Jul 1 ’03
z/Data Perspectives: DB2 and the Old Dipsy-Doo
One of the biggest problems DBAs face when they are managing large partitioned DB2 table spaces is contending with non-partitioned indexes. Well, here comes IBM on its white horse with DB2 Version 8 to fight those problems with the old dipsy doo; in this case, dipsy is more appropriately spelled “DPSI.”
However, before we examine the solution, let’s first investigate the problem in a little more detail.
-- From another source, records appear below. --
PR #130844, opened 2026-01-23
Creating documentation for the new VSC API endpoint

matt-guest-wilcore:
Documenting the old and new logic surrounding how we present the Veteran Status Card (VSC) in the mobile app. I outline the different paths we could face as well as noting all the possible SSC codes and their results.

Original Ticket: [1053](https://github.com/department-of-veterans-affairs/va-mobile-feature-support/issues/1053)


oddballdave (approved):
LGTM!

PR #131310, opened 2026-01-28
Update feedback process in Architecture Intent template

shiragoodman:
updated some verbiage re: ticket names and who to expect feedback from


erinrwhite (approved):
Thanks for these clarifying changes. Looking good to me.

PR #514, opened 2015-03-19
Fix image case

BrettASwift:

This should fix the `camera_thirdPerson.png` bug on the Illinois server.


kadst43:
:+1:

PR #515, opened 2015-03-19
Blockly Check and Solve Blocks

AmbientOSX:
@kadst43 I'm sure there are some edge cases that still need solving. Notably we need to determine how we want to handle cases like 7/3... Everything is evaluated as if it were Javascript so some unexpected behaviors may occur. Let me know what you find and I will make changes.


kadst43:
This appears to be based off of mars-game-staging, not mars-game-development.  I attempted a rebase, but very nearly every file has a conflict, so I'm going to let you do it. :)

AmbientOSX:
Strange... Closing and opening another.

PR #516, opened 2015-03-19
Blockly Check and Solve

AmbientOSX:
@kadst43


kadst43:
There's still work to do (as per my rather long e-mail), but these changes seem good - go ahead and merge.

PR #517, opened 2015-03-20
Small improvements to execution framerate

AmbientOSX:
Reinstated the slower trigger updates and made a change to using vwf time in one location. @kadst43

### DIFF
--- a/heightmap_generator/three.js
+++ b/heightmap_generator/three.js
@@ -38,7 +38,7 @@ self.console = self.console || {
 
 		self.requestAnimationFrame = function ( callback ) {
 
-			var currTime = Date.now(), timeToCall = Math.max( 0, 16 - ( currTime - lastTime ) );
+			var currTime = this.time, timeToCall = Math.max( 0, 16 - ( currTime - lastTime ) );
 			var id = self.setTimeout( function() { callback( currTime + timeToCall ); }, timeToCall );
 			lastTime = currTime + timeToCall;
 			return id;
--- a/source/triggers/clauses/clauseProto_OnEvent.js
+++ b/source/triggers/clauses/clauseProto_OnEvent.js
@@ -71,7 +71,7 @@ this.reset = function() {
 
 this.evaluateClause = function() {
     var retVal = ( this.lastEventTime$ > 0 ) && 
-                 ( Date.now() - this.lastEventTime$ <= this.threshold$ );
+                 ( this.time - this.lastEventTime$ <= this.threshold$ );
     return retVal;
 }
 
--- a/source/triggers/groups/triggerGroup.js
+++ b/source/triggers/groups/triggerGroup.js
@@ -15,8 +15,8 @@
 this.initialize = function() {
     this.triggers$ = [];
     this.canFire$ = [];
-    this.checkFrequency$ = 0.04 + ( Math.random() * 0.02 );
-    this.future( this.checkFrequency$ ).checkTriggers$();
+    this.checkFrequency$ = 0.08 + ( Math.random() * 0.02 );
+    //this.future( this.checkFrequency$ ).checkTriggers$();
 }
 
 this.addTrigger = function( trigger ) {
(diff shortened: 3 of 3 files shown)


source/triggers/groups/triggerGroup.js
```diff
@@ -15,8 +15,8 @@
 this.initialize = function() {
     this.triggers$ = [];
     this.canFire$ = [];
-    this.checkFrequency$ = 0.04 + ( Math.random() * 0.02 );
-    this.future( this.checkFrequency$ ).checkTriggers$();
+    this.checkFrequency$ = 0.08 + ( Math.random() * 0.02 );
```
kadst43: Should this be Math.random, or something that replicates?

heightmap_generator/three.js
```diff
@@ -38,7 +38,7 @@ self.console = self.console || {
 
 		self.requestAnimationFrame = function ( callback ) {
 
-			var currTime = Date.now(), timeToCall = Math.max( 0, 16 - ( currTime - lastTime ) );
+			var currTime = this.time, timeToCall = Math.max( 0, 16 - ( currTime - lastTime ) );
```
kadst43: What is this line doing?  Doesn't seem obvious to me...  Time to call is going to be something between 0 and 16... is that seconds?  Milliseconds? ... after the last time that it was called?  Maybe clearer to do something like:

var nextCallTime = Math.max(currTime, lastTime + 16);

It would also be good to know what the difference between using Date.now() and this.time here.  Seems like it *should* be Date.now, since it's scheduling an event relative to simulation time, not world time.  If we use this.time, do we run the risk of this happening at different times on different systems?  Is that a problem?

source/triggers/clauses/clauseProto_OnEvent.js
```diff
@@ -71,7 +71,7 @@ this.reset = function() {
 
 this.evaluateClause = function() {
     var retVal = ( this.lastEventTime$ > 0 ) && 
-                 ( Date.now() - this.lastEventTime$ <= this.threshold$ );
+                 ( this.time - this.lastEventTime$ <= this.threshold$ );
```
kadst43: I thought that we needed to use Date.now() (a) to ensure that this replicates, and (b) to ensure that we don't have framerate issues.  If you use this.time and the framerate is very low, you might get outside of the threshold in which the event is considered "current" before it ever has a chance to fire.  I would not switch this back.

source/triggers/groups/triggerGroup.js
```diff
@@ -15,8 +15,8 @@
 this.initialize = function() {
     this.triggers$ = [];
     this.canFire$ = [];
-    this.checkFrequency$ = 0.04 + ( Math.random() * 0.02 );
-    this.future( this.checkFrequency$ ).checkTriggers$();
+    this.checkFrequency$ = 0.08 + ( this.random * 0.02 );
+    //this.future( this.checkFrequency$ ).checkTriggers$();
```
kadst43: Technically, it should be this.random * 0,04 if the base is going to be 0.08 - but that's just me being anal. :)

source/triggers/groups/triggerGroup.js
```diff
@@ -107,7 +107,7 @@ this.checkTriggersCallback$ = function() {
 
     // Math.random() returns [0, 1), so this will get us a random integer 
     //  in the range [0, numAtPriority).
-    var selectionValue = Math.floor( Math.random() * numAtPriority );
+    var selectionValue = Math.floor( this.random * numAtPriority );
```
kadst43: Yes.  I wouldn't expect replication to work otherwise.

source/triggers/clauses/clauseProto_OnEvent.js
kadst43: Oh wait... do I have those two functions backwards? 

We want to use replicated time here.  The same may be true of my comment above.

kadst43:
Go ahead and merge this - I know you're still fighting the random issue, but this helps a lot so let's get it in.

:+1:

PR #518, opened 2015-03-20
Remove VWF calls from the inner loop of trigger group checks.  

kadst43:
Saves maybe 2-3% of execution time, so not huge.

@BrettASwift


AmbientOSX:
:+1:

PR #521, opened 2015-03-23
HUD Redesign

BrettASwift:

Here's the new HUD. The pause menu was also recolored. I kept the green in the main menu for now.


kadst43:
:+1: 

Couple thoughts:

* I'm still not sold on this color of blue - but let's put it in for now and see how others like it.
* Whatever color we end up with, we should update the Blockly window to match (but that can be a separate change).

PR #522, opened 2015-03-24
Camera work

BrettASwift:

- Camera no longer snaps multiple times when changing view
- Camera no longer gets offset when switching from top down to another mode
- Camera now stays in the same camera view when switching between rovers
- Camera now properly stops following a target after being switched off of that target


kadst43:
:+1:

PR #524, opened 2015-03-29
Heavy rover integration

nmarshak1337:
Integrated heavy rover that is two tiles wide, plus generalized collision detection to objects that are more than one tile wide. The dummy scenario itself provides spaces where it can and can't move.


source/grid.js
```diff
@@ -153,22 +172,43 @@ this.addToGridFromWorld = function( object, worldCoord ) {
 }
 
 this.removeFromGrid = function( nodeID, gridCoord ) {
-    var objects = this.getObjectsAtCoord( gridCoord );
-    var index = objects.indexOf( nodeID );
-    if ( index !== -1 ) {
-        for ( var i = index; i < objects.length - 1; i++ ) {
-            objects[ i ] = objects[ i + 1 ];
+
+    var node = this.scene.findByID( this.scene, nodeID );
```
nmarshak1337: I've been told that find is slow... is there any easy way around this? These functions already take nodeIDs rather than pointers to nodes, so I kept it that way. But that means that we have to find the actual node by nodeID.

PR #527, opened 2015-03-31
Misc improvements

BrettASwift:
Fixed a few undefined errors in synchronization and rounded the battery count for the secondary rovers.

### DIFF
--- a/source/hud/roverSelector.js
+++ b/source/hud/roverSelector.js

Non-Partitioned Indexes (NPIs)
In order to define a partitioned table space in DB2, a partitioning index is required (before V8). The CREATE INDEX statement specifies the range of values that DB2 will store in each specific partition. The partitioning index will have individual PART clauses, each of which specifies the highest value that can be stored in the partition. To illustrate, consider Figure 1, which shows the CREATE statement for a partitioning index. This creates four partitions. Behind the scenes, DB2 will create four separate data sets — both for the table space data and for the index data. However, every other index defined on the table will be a “regular” DB2 index — that is, a non-partitioning index (NPI). This index resides in a single data set unless the PIECESIZE clause is used to break it apart — and even then the data will not be broken apart by partition.
NPIs can cause contention, particularly with DB2 utilities. You can run a utility against a single table space or index partition, but you do not have that luxury with NPIs because they are not partitioned. You can minimize and manage downtime by running utilities a partition at a time. However, running utilities against NPIs can impact an entire table space. Additionally, contention on NPIs can cause performance bottlenecks during parallel update, insert, and delete operations.
Data Partitioned Secondary Indexes (DPSIs)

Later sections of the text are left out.